***** Entries provided *****

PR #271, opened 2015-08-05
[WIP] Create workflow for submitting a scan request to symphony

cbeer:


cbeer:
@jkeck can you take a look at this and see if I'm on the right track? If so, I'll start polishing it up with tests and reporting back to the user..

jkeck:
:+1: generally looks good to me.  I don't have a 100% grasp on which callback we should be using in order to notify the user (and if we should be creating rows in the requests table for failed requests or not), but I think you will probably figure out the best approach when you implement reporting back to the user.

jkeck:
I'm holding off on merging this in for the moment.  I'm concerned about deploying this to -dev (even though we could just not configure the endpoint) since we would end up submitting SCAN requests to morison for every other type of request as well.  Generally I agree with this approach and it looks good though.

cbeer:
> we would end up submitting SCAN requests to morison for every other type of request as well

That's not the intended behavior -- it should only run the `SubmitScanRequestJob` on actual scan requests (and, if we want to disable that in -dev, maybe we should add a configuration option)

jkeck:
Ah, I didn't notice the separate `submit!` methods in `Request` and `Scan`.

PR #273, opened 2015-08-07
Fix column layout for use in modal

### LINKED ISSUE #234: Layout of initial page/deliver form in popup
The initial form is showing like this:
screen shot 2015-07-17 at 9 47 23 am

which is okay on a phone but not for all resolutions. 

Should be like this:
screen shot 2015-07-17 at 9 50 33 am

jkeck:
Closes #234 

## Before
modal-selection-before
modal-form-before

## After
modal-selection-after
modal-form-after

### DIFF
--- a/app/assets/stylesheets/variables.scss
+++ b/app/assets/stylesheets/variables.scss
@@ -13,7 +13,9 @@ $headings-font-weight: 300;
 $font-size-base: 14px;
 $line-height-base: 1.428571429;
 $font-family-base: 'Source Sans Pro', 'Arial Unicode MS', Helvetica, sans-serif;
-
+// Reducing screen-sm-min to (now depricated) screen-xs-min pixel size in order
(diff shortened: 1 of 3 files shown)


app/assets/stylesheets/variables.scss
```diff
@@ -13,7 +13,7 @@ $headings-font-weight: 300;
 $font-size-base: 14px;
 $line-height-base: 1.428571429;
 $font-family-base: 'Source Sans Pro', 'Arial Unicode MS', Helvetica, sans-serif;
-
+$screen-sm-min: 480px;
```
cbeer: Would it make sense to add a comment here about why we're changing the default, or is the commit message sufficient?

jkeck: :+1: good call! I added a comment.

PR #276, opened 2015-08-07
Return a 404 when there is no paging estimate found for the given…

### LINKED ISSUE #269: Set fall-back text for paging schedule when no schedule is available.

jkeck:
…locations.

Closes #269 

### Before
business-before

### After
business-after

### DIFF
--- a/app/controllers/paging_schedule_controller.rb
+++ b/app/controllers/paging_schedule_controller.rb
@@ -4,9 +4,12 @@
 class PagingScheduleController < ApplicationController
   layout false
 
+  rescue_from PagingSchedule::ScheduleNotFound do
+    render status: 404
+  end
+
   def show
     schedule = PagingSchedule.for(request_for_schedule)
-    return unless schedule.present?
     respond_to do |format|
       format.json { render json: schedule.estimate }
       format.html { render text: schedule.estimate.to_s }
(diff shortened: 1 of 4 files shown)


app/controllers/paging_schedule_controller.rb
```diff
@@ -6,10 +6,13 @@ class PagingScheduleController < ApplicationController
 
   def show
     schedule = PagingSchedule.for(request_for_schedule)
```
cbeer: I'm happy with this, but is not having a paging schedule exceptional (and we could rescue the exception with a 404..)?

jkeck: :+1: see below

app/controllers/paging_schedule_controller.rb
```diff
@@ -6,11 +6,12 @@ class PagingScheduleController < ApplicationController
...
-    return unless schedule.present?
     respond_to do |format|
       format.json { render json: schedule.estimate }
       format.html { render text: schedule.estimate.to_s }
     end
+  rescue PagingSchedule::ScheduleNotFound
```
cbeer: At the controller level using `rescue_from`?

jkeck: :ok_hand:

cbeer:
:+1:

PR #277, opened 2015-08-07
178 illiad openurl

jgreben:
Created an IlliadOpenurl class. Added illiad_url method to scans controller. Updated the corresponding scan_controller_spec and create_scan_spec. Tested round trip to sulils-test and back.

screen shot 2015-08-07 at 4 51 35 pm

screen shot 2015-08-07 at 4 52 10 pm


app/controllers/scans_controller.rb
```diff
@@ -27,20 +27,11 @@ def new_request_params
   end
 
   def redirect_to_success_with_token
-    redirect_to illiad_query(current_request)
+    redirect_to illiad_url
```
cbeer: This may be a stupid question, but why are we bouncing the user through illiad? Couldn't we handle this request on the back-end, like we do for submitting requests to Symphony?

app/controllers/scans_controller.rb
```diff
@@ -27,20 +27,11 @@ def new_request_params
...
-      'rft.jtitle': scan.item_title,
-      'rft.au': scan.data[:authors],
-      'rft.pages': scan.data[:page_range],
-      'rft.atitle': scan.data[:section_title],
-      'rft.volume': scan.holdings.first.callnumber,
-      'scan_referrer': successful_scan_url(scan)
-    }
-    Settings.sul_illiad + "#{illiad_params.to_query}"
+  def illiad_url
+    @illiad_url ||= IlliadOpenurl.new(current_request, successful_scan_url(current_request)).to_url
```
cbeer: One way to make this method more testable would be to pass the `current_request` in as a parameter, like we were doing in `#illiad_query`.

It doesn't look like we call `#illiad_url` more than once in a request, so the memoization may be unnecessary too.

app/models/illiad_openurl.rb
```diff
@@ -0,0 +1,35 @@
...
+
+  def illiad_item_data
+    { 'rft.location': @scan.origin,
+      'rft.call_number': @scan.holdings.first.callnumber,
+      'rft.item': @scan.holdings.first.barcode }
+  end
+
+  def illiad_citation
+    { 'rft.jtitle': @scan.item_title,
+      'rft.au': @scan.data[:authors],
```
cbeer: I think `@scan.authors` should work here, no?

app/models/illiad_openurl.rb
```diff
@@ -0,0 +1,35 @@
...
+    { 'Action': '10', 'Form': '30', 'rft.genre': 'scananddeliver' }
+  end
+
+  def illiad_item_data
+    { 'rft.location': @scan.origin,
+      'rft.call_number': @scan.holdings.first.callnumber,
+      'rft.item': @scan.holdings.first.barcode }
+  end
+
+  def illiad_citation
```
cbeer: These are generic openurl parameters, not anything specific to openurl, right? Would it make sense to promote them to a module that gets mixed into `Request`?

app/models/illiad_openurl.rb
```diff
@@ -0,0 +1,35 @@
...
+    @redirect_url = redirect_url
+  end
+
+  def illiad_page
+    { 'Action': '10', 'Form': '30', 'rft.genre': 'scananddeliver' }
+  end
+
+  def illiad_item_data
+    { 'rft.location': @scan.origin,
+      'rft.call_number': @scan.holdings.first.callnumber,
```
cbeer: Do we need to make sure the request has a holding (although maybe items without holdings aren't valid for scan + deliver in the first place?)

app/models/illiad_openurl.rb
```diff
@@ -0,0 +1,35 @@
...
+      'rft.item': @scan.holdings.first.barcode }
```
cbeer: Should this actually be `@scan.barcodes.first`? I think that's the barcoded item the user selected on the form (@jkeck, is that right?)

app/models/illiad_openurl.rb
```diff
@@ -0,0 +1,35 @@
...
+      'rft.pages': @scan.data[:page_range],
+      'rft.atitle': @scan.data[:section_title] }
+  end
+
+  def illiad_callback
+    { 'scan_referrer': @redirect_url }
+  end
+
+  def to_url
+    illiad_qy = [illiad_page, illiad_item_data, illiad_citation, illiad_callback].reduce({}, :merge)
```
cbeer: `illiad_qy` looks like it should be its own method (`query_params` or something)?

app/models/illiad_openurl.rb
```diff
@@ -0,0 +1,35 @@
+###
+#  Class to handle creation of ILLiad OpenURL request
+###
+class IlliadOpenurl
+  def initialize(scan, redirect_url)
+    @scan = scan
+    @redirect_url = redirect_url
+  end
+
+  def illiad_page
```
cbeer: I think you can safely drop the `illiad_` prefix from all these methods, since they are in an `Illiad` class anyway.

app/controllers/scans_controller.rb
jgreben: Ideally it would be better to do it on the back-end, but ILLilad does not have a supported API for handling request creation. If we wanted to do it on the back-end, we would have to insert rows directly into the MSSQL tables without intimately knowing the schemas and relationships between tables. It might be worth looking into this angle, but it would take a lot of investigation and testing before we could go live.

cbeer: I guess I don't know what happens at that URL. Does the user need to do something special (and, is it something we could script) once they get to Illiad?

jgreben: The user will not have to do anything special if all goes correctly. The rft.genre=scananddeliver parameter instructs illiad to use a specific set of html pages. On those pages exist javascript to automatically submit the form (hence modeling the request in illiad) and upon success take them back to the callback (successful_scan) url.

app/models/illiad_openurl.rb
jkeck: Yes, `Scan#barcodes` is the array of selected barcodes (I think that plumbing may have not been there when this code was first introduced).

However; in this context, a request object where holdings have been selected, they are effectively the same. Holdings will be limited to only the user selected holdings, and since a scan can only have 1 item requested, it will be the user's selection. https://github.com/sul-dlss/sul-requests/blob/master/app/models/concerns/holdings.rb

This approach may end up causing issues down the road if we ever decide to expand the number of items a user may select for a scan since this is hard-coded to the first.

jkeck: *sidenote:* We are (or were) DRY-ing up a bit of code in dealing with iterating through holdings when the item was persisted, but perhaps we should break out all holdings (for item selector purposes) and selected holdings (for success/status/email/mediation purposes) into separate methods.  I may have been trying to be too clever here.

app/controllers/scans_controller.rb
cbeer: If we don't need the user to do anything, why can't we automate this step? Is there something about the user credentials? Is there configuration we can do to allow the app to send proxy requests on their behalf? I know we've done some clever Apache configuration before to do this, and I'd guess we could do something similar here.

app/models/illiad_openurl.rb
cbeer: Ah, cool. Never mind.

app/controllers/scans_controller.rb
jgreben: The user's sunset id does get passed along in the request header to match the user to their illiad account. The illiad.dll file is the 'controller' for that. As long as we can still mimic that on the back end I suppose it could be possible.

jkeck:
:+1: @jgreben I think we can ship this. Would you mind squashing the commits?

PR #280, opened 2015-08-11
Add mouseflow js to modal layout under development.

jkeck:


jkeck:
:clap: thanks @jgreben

*****
***** Entries provided *****

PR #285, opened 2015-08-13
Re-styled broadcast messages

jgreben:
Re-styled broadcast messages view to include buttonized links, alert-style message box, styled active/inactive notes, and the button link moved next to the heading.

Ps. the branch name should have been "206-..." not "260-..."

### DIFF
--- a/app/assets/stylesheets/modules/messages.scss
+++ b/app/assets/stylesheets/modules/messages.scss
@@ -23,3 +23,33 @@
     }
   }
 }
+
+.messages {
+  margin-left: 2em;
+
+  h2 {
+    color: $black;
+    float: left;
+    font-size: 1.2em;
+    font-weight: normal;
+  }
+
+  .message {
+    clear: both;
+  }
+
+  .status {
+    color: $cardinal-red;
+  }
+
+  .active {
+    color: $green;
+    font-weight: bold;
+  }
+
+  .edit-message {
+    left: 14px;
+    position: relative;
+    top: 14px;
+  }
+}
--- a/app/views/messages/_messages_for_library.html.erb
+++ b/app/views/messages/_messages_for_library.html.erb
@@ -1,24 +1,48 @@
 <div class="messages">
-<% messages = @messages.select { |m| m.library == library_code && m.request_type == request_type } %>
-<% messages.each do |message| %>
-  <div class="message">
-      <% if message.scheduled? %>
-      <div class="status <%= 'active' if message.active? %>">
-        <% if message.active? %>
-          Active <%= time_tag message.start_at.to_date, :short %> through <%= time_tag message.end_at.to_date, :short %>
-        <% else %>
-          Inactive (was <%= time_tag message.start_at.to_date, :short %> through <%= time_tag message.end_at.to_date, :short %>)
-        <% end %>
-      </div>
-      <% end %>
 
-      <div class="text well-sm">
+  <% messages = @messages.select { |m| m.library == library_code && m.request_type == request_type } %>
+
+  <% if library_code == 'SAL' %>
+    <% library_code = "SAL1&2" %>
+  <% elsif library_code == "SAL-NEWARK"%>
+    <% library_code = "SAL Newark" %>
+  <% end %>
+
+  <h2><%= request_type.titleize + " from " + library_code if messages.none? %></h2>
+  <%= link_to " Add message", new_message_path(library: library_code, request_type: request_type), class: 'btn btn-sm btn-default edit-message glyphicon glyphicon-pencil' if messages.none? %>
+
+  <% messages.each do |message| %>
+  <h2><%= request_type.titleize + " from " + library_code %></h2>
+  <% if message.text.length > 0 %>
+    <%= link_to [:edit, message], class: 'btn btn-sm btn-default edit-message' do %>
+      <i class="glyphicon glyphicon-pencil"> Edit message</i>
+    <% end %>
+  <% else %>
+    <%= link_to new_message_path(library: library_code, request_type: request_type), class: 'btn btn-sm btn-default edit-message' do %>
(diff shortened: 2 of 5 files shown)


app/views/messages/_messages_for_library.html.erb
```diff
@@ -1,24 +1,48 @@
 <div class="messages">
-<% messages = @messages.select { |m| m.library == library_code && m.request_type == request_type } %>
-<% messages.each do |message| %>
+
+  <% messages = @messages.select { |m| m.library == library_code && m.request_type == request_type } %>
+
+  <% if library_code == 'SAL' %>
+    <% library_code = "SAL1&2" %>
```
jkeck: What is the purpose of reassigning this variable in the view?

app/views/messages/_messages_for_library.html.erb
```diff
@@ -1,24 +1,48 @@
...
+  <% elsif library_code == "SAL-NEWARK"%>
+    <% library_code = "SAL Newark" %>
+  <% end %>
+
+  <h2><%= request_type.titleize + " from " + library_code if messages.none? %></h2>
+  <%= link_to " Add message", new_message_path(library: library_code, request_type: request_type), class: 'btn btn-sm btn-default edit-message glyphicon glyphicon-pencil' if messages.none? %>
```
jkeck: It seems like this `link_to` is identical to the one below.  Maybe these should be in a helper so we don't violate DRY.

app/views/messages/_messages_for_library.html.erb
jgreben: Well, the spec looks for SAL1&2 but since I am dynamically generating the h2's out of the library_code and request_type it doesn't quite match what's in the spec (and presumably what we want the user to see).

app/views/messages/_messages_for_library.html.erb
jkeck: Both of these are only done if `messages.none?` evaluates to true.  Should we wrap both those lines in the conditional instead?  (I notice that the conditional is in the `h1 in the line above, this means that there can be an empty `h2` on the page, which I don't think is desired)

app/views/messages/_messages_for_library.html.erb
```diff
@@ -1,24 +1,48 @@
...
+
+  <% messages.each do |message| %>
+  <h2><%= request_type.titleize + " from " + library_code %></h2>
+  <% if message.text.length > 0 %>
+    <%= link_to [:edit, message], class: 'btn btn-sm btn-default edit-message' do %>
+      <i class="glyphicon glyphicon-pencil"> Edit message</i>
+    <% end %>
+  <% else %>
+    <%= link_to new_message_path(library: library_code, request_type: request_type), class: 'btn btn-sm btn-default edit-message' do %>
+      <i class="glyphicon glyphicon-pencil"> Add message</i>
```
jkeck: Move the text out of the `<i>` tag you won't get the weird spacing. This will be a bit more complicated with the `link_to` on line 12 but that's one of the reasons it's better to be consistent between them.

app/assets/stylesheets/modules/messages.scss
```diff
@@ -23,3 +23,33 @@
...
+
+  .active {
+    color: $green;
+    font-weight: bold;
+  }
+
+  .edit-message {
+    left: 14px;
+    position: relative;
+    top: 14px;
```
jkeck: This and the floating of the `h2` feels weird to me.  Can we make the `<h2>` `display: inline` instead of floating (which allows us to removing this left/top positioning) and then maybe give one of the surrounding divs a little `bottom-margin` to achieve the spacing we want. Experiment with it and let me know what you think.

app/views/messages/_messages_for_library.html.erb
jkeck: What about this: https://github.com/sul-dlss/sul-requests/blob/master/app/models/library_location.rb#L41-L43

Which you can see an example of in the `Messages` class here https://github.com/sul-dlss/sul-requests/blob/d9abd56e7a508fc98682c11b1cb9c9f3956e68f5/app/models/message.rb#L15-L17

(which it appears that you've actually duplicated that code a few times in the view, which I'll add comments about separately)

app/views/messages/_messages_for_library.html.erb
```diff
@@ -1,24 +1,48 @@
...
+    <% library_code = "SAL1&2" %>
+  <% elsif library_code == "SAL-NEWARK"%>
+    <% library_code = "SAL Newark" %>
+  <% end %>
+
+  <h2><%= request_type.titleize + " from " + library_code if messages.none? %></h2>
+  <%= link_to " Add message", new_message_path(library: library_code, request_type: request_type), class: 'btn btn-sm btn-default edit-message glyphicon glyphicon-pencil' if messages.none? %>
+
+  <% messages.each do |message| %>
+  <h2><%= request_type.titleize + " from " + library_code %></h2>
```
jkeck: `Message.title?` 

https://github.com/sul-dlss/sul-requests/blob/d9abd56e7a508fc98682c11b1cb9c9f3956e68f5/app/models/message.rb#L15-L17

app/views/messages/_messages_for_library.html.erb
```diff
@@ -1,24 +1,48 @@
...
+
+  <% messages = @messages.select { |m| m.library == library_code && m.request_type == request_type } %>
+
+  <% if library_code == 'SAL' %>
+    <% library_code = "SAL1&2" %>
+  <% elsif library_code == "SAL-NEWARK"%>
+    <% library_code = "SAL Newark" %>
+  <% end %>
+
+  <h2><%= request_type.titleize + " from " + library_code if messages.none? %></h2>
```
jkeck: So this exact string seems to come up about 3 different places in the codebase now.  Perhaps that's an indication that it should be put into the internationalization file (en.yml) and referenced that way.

*****

Goal of the exercise:
Copy each line from the entries above that has the word "ApplicationController" in it.

Result of the exercise:
 class PagingScheduleController < ApplicationController
@@ -6,10 +6,13 @@ class PagingScheduleController < ApplicationController
@@ -6,11 +6,12 @@ class PagingScheduleController < ApplicationController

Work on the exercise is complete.